● Collected data:
BEGIN

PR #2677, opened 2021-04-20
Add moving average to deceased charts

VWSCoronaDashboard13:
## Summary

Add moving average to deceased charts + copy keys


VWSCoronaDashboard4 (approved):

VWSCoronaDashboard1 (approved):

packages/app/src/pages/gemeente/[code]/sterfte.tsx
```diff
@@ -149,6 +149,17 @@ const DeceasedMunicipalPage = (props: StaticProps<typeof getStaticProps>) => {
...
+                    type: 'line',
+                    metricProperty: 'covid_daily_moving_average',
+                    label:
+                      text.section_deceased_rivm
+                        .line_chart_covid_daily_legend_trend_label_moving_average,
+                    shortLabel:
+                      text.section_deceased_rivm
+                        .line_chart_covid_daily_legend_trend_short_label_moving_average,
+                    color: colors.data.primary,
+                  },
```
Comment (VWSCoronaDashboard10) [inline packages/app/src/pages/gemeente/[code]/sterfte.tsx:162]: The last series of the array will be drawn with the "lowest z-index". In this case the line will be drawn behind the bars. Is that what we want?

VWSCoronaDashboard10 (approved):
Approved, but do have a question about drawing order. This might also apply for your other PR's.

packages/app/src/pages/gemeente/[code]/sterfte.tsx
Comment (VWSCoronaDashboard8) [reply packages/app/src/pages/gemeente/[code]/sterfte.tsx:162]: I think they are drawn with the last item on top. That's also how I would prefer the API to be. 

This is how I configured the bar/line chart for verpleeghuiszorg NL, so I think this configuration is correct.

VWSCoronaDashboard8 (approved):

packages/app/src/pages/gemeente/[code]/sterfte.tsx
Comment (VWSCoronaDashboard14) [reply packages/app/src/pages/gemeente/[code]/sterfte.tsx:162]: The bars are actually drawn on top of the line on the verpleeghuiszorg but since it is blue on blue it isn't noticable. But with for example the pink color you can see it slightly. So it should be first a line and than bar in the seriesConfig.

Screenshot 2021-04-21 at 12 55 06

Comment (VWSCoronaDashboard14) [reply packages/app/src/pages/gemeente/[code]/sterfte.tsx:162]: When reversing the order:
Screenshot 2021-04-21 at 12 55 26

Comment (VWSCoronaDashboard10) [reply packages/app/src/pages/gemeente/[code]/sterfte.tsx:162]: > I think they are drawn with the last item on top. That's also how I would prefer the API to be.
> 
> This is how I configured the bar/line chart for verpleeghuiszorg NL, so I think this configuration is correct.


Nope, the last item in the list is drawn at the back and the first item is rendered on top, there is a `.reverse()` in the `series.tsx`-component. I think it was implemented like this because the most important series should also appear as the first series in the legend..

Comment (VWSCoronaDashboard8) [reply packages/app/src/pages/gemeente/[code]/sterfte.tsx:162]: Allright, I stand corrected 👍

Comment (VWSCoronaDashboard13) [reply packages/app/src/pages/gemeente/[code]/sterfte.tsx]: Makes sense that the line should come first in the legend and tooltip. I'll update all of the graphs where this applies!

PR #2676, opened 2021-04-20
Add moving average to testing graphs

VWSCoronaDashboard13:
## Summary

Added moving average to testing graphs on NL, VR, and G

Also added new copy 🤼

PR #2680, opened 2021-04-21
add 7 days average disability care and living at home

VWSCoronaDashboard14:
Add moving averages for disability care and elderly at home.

END

● Assignment: Gather up every line in the data above that contains the word "think", copying each one.

● Solution to the exercise:
Comment (VWSCoronaDashboard8) [reply packages/app/src/pages/gemeente/[code]/sterfte.tsx:162]: I think they are drawn with the last item on top. That's also how I would prefer the API to be. 
This is how I configured the bar/line chart for verpleeghuiszorg NL, so I think this configuration is correct.
Comment (VWSCoronaDashboard10) [reply packages/app/src/pages/gemeente/[code]/sterfte.tsx:162]: > I think they are drawn with the last item on top. That's also how I would prefer the API to be.
> This is how I configured the bar/line chart for verpleeghuiszorg NL, so I think this configuration is correct.
Nope, the last item in the list is drawn at the back and the first item is rendered on top, there is a `.reverse()` in the `series.tsx`-component. I think it was implemented like this because the most important series should also appear as the first series in the legend..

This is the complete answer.